Governor Waite could do little to provide relief, as his policies drew substantial opposition from the main parties and Populists held minorities in both chambers of the state legislature. Local communities did what they could. The State Soldiers’ and Sailors’ Home, built in the San Luis Valley in 1889 to house aging Civil War veterans, took in more veterans who were now unemployed. Out-of-work silver miners flocked to the booming Cripple Creek gold district, where mine owners took advantage of the labor shortage; tensions with workers eventually reached a fever pitch during a strike in 1894. Leadville built a large and elaborate Ice Palace in the winter of 1895–96 to attract tourists, even as the local mining industry was beginning to pick back up.
The effects of the economic depression caused by the Panic of 1893 did not fade until 1897, even though mining had somewhat recovered in Leadville and other places. Consolidation helped revive the silver-mining industry. In Colorado, for example, only the largest mining companies were able to make the capital investments necessary to survive the depression, while most smaller outfits went out of business. The large companies then bought up their failing competitors, further solidifying control over the industry. This trend increased corporate power nationwide and eventually led to the famous antimonopoly campaigns of President Theodore Roosevelt in the early 1900s.
The Panic of 1893 produced the worst economic depression in US history to that point.
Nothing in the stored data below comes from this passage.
PR #1907, opened 2019-11-02
Fix LQP outputs

mrks:
With both visit_lqp_upwards and the new ColumnPruningRule, we depend on the output links of AbstractLQPNodes to be correct. We now make sure that the optimizer has exclusive ownership so that no remnants of the old plan remain.

This also adds a verify_lqp method to the optimizer (which we should have had a long time ago). While it is not perfect, it should help us catch issues as soon as a rule breaks something, not just once a following rule or the LQPTranslator stumbles upon the issue.

TODO
- [x] Check impact on CI runtime
- [x] Check impact on benchmark results
- [x] Tests for Optimizer::verify_lqp

### DIFF
--- a/src/lib/logical_query_plan/lqp_column_reference.cpp
+++ b/src/lib/logical_query_plan/lqp_column_reference.cpp
@@ -26,10 +26,10 @@ std::ostream& operator<<(std::ostream& os, const LQPColumnReference& column_refe
   const auto original_node = column_reference.original_node();
   Assert(original_node, "OriginalNode has expired");
 
-  const auto stored_table_node = std::static_pointer_cast<const StoredTableNode>(column_reference.original_node());
+  const auto stored_table_node = std::dynamic_pointer_cast<const StoredTableNode>(column_reference.original_node());
   const auto table = Hyrise::get().storage_manager.get_table(stored_table_node->table_name);
   Assert(column_reference.original_column_id() != INVALID_COLUMN_ID,
-    "Tried to print and uninitialized column or COUNT(*)");
+         "Tried to print an uninitialized column or COUNT(*)");
   os << table->column_name(column_reference.original_column_id());
 
   return os;
--- a/src/lib/logical_query_plan/lqp_column_reference.cpp
+++ b/src/lib/logical_query_plan/lqp_column_reference.cpp
@@ -4,6 +4,8 @@
 
 #include "abstract_lqp_node.hpp"
 #include "hyrise.hpp"
+#include "logical_query_plan/mock_node.hpp"
+#include "logical_query_plan/static_table_node.hpp"
 #include "logical_query_plan/stored_table_node.hpp"
 #include "storage/table.hpp"
 #include "utils/assert.hpp"
@@ -25,12 +27,27 @@ bool LQPColumnReference::operator==(const LQPColumnReference& rhs) const {
 std::ostream& operator<<(std::ostream& os, const LQPColumnReference& column_reference) {
   const auto original_node = column_reference.original_node();
   Assert(original_node, "OriginalNode has expired");
-
-  const auto stored_table_node = std::dynamic_pointer_cast<const StoredTableNode>(column_reference.original_node());
-  const auto table = Hyrise::get().storage_manager.get_table(stored_table_node->table_name);
   Assert(column_reference.original_column_id() != INVALID_COLUMN_ID,
          "Tried to print an uninitialized column or COUNT(*)");
-  os << table->column_name(column_reference.original_column_id());
+
+  switch (original_node->type) {
+    case LQPNodeType::StoredTable: {
+      const auto stored_table_node = std::static_pointer_cast<const StoredTableNode>(column_reference.original_node());
+      const auto table = Hyrise::get().storage_manager.get_table(stored_table_node->table_name);
+      os << table->column_name(column_reference.original_column_id());
+    } break;
+    case LQPNodeType::Mock: {
+      const auto mock_node = std::static_pointer_cast<const MockNode>(column_reference.original_node());
+      os << mock_node->column_definitions().at(column_reference.original_column_id()).second;
+    } break;
+    case LQPNodeType::StaticTable: {
+      const auto static_table_node = std::static_pointer_cast<const StaticTableNode>(column_reference.original_node());
+      const auto& table = static_table_node->table;
+      os << table->column_name(column_reference.original_column_id());
+    } break;
+    default:
+      Fail("Unexpected original_node for LQPColumnReference");
+  }
 
   return os;
 }
--- a/src/lib/logical_query_plan/lqp_utils.cpp
+++ b/src/lib/logical_query_plan/lqp_utils.cpp
@@ -296,31 +296,4 @@ std::vector<std::shared_ptr<AbstractLQPNode>> lqp_find_subplan_roots(const std::
   return root_nodes;
 }
 
-void collect_subquery_expressions_by_lqp(SubqueryExpressionsByLQP& subquery_expressions_by_lqp,
-                                         const std::shared_ptr<AbstractLQPNode>& node,
-                                         std::unordered_set<std::shared_ptr<AbstractLQPNode>>& visited_nodes) {
-  if (!node) return;
-  if (!visited_nodes.emplace(node).second) return;
-
-  for (const auto& expression : node->node_expressions) {
-    visit_expression(expression, [&](const auto& sub_expression) {
-      const auto subquery_expression = std::dynamic_pointer_cast<LQPSubqueryExpression>(sub_expression);
-      if (!subquery_expression) return ExpressionVisitation::VisitArguments;
-
-      for (auto& [lqp, subquery_expressions] : subquery_expressions_by_lqp) {
-        if (*lqp == *subquery_expression->lqp) {
-          subquery_expressions.emplace_back(subquery_expression);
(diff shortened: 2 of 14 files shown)


src/lib/logical_query_plan/lqp_utils.cpp
```diff
@@ -296,4 +296,31 @@ std::vector<std::shared_ptr<AbstractLQPNode>> lqp_find_subplan_roots(const std::
   return root_nodes;
 }
 
+void collect_subquery_expressions_by_lqp(SubqueryExpressionsByLQP& subquery_expressions_by_lqp,
```
mrks: Moved here 1:1 from optimizer.cpp

src/lib/optimizer/optimizer.cpp
```diff
@@ -148,6 +110,16 @@ std::shared_ptr<AbstractLQPNode> Optimizer::optimize(const std::shared_ptr<Abstr
...
   for (const auto& rule : _rules) {
     _apply_rule(*rule, root_node);
+
+    // The SubqueryToJoinRule was written before we required all outputs of a node to be part of the same plan
+    // (see validate_lqp). Other than that, the rule works correctly and refactoring it only for this additional
+    // requirements is not worth the effort. Thus, we manually remove all outputs that become unused due to the
+    // rewrite. We trigger this here so that it is only called on the root node, not on any subquery LQPs.
+    if (const auto subquery_to_join_rule = dynamic_cast<SubqueryToJoinRule*>(&*rule)) {
+      subquery_to_join_rule->remove_unused_outputs(root_node);
+    }
```
mrks: Really unhappy about this part

mrzzzrm:
The LQP (both in the input setters and the node destructor) unlinks itself, iirc? Under which circumstances does this not work?

mrks:
Oh, good thing that you asked. I though I remembered that we decided against LQP nodes automatically untying themselves after destruction. That, however, does happen.

While nodes from within the LQP get correctly destructed, the caller might hold the original root node, which might not even be part of the LQP anymore.

Fixing that is MUCH cleaner than what I had before.

src/lib/logical_query_plan/lqp_column_reference.cpp
```diff
@@ -26,10 +26,10 @@ std::ostream& operator<<(std::ostream& os, const LQPColumnReference& column_refe
   const auto original_node = column_reference.original_node();
   Assert(original_node, "OriginalNode has expired");
 
-  const auto stored_table_node = std::static_pointer_cast<const StoredTableNode>(column_reference.original_node());
+  const auto stored_table_node = std::dynamic_pointer_cast<const StoredTableNode>(column_reference.original_node());
```
Bensk1: Why don't we need to check the result of the cast for a `nulltpr`?

src/lib/optimizer/optimizer.cpp
```diff
@@ -141,13 +141,23 @@ void Optimizer::add_rule(std::unique_ptr<AbstractRule> rule) {
   _rules.emplace_back(std::move(rule));
 }
 
-std::shared_ptr<AbstractLQPNode> Optimizer::optimize(const std::shared_ptr<AbstractLQPNode>& input) const {
+std::shared_ptr<AbstractLQPNode> Optimizer::optimize(std::shared_ptr<AbstractLQPNode> input) const {
+  // We cannot allow multiple owners of the LQP as one owner could decide to optimize the plan and others might hold a
+  // pointer to a node that is not even part of the plan anymore after optimization. Thus, callers of this method need
+  // to relinquish their ownership (i.e., move their shared_ptr into the method) and take ownership of the resulting
+  // optimized plan.
+  Assert(input.use_count() == 1, "Optimizer should have exclusive ownership of plan");
```
Bensk1: Hm, are there any other ways than checking the use_count of the shared pointer to achieve this? This does not seem very clean.

src/lib/optimizer/optimizer.cpp
```diff
@@ -157,6 +167,100 @@ std::shared_ptr<AbstractLQPNode> Optimizer::optimize(const std::shared_ptr<Abstr
...
+  // (1) Make sure that all outputs found anywhere in the entire plan are also part of the plan
+  // (2) Make sure each node has the number of inputs expected for that node type
+  // (3) Make sure that for all LQPColumnExpressions, the original_node is part of the LQP
+  for (const auto& lqp : lqps) {
+    visit_lqp(lqp, [&all_nodes](const auto& node) {
+      // Check that all outputs are part of the LQP
+      const auto outputs = node->outputs();
+      for (const auto& output : outputs) {
+        // LQP nodes should only be part of a single LQP and all of their outputs should be part of the same LQP. If you
+        // run into this assertion as part of a new test, there is a good chance that you are using part of the LQP
```
Bensk1: partS or a part?

src/lib/optimizer/optimizer.cpp
```diff
@@ -157,6 +167,100 @@ std::shared_ptr<AbstractLQPNode> Optimizer::optimize(const std::shared_ptr<Abstr
...
+        // outside of the LQP that is currently optimized. For example, if you create a bunch of LQP nodes in the test's
+        // SetUp method but these are not used in the current LQP, this can cause this assertion to fail. This is only
+        // enforced when rules are executed through the optimizer, not tests call the rule directly.
```
Bensk1: not when tests

src/lib/sql/sql_pipeline.cpp
```diff
@@ -145,16 +145,19 @@ const std::vector<std::shared_ptr<AbstractLQPNode>>& SQLPipeline::get_optimized_
          "One or more SQL statement is dependent on the execution of a previous one. "
          "Cannot translate all statements without executing, i.e. calling get_result_table()");
 
+  // The optimizer works on the original unoptimized LQP nodes. After optimizing, the unoptimized version is also
```
Bensk1: I think I understand what you want to say but I find it a bit confusing. Maybe it gets clearer if we just say that the unoptimized version is altered during the optimization process. 
A different question, why do we have to modify the unoptimized version at all, can't we just create a copy if we have `_optimized_logical_plans` anyways?

src/test/optimizer/optimizer_test.cpp
```diff
@@ -43,6 +43,90 @@ class OptimizerTest : public ::testing::Test {
...
+      if (!projection_node) return;
+      projection_node->node_expressions[0] = out_of_plan_expression;
+    }
+
+    std::shared_ptr<AbstractExpression> out_of_plan_expression;
+  };
+
+  optimizer.add_rule(std::make_unique<LQPBreakingRule>(lqp_column_(x)));
+
+  // Does not move the LQP into the optimizer
```
Bensk1: Comment copy pasta?

src/test/optimizer/optimizer_test.cpp
```diff
@@ -142,7 +228,8 @@ TEST_F(OptimizerTest, OptimizesSubqueriesExactlyOnce) {
   Optimizer optimizer{};
   optimizer.add_rule(std::move(rule));
 
-  optimizer.optimize(lqp);
+  const auto optimized_lqp = optimizer.optimize(std::move(lqp));
+  lqp = nullptr;
```
Bensk1: Why do we specifically set `lqp = nullptr` here and don't do that above?

src/lib/optimizer/optimizer.cpp
mrks: Could you try to explain your concerns?

src/lib/sql/sql_pipeline.cpp
mrks:
```
// The optimizer modifies the input LQP and requires exclusive ownership of that LQP. This means that we need to clear
// _unoptimized_logical_plans. This is not an issue as the unoptimized plans will no longer be needed. Note that this
// does not clear the unoptimized LQPs stored in the SQLPipelineStatement - those are cleared as part of
// SQLPipelineStatement::get_optimized_logical_plan. Calls to get_unoptimized_logical_plans are still allowed (e.g.,
// for visualization), in which case the unoptimized plan will be recreated.
```

better?

mrks: If yes, I'll adapt the version in sql_pipeline_statement.cpp accordingly

src/test/optimizer/optimizer_test.cpp
mrks: Mmh, no real reason other than that there were more than a couple of lines below. In the end, both should work, so I would just leave both versions.

src/lib/logical_query_plan/lqp_column_reference.cpp
mrks: I was surprised to see only StoredTableNode here. For testing, I changed it to check for segfaults. In regular execution, we do not print MockNode expressions, but I fixed it anyway.

src/lib/optimizer/optimizer.cpp
Bensk1: As discussed offline

mrks: Did we reach a conclusion?

src/lib/sql/sql_pipeline.cpp
Bensk1: Yes

src/lib/optimizer/optimizer.cpp
Bensk1: It seems to be fine.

It was known as the Great Depression until that moniker was earned by the economic rupture of the 1930s. Colorado’s mining industry recovered, but the state became less dependent on it than before, as manufacturing and agriculture emerged as important economic pillars. On the plains, agriculture underwent shifts, as the depression forced more farmers to raise cattle and pushed others off their land entirely and into Denver and other cities (the new sugar beet industry eventually revived Colorado agriculture after 1900). The panic even had an effect on Colorado architecture; buildings built after the crash tended to be simpler than the ornate edifices built during the silver boom, perhaps reflecting a newfound humility among the state population.
The memory of the Panic of 1893 eventually faded, as the early 1900s brought the booming sugar beet and manufacturing industries, Colorado Fuel & Iron’s statewide coal empire, and a surge in agricultural demand during World War I. Still, the Panic of 1893 holds lessons for the state that are not always heeded. For instance, by the early 1980s, Colorado’s economy was nearly as dependent on oil shale as it was on silver during the 1890s. When ExxonMobil and other oil companies abruptly abandoned shale production in 1982, Colorado’s economy went into a free fall, suggesting that the state had learned little from past boom-and-bust cycles. Colorado’s economy has since diversified, but the Panic of 1893 still reminds Coloradans that they cannot afford to take any booming industry for granted—whether it is silver in the 1890s, oil in the 1980s, or the current real estate boom along the Front Range.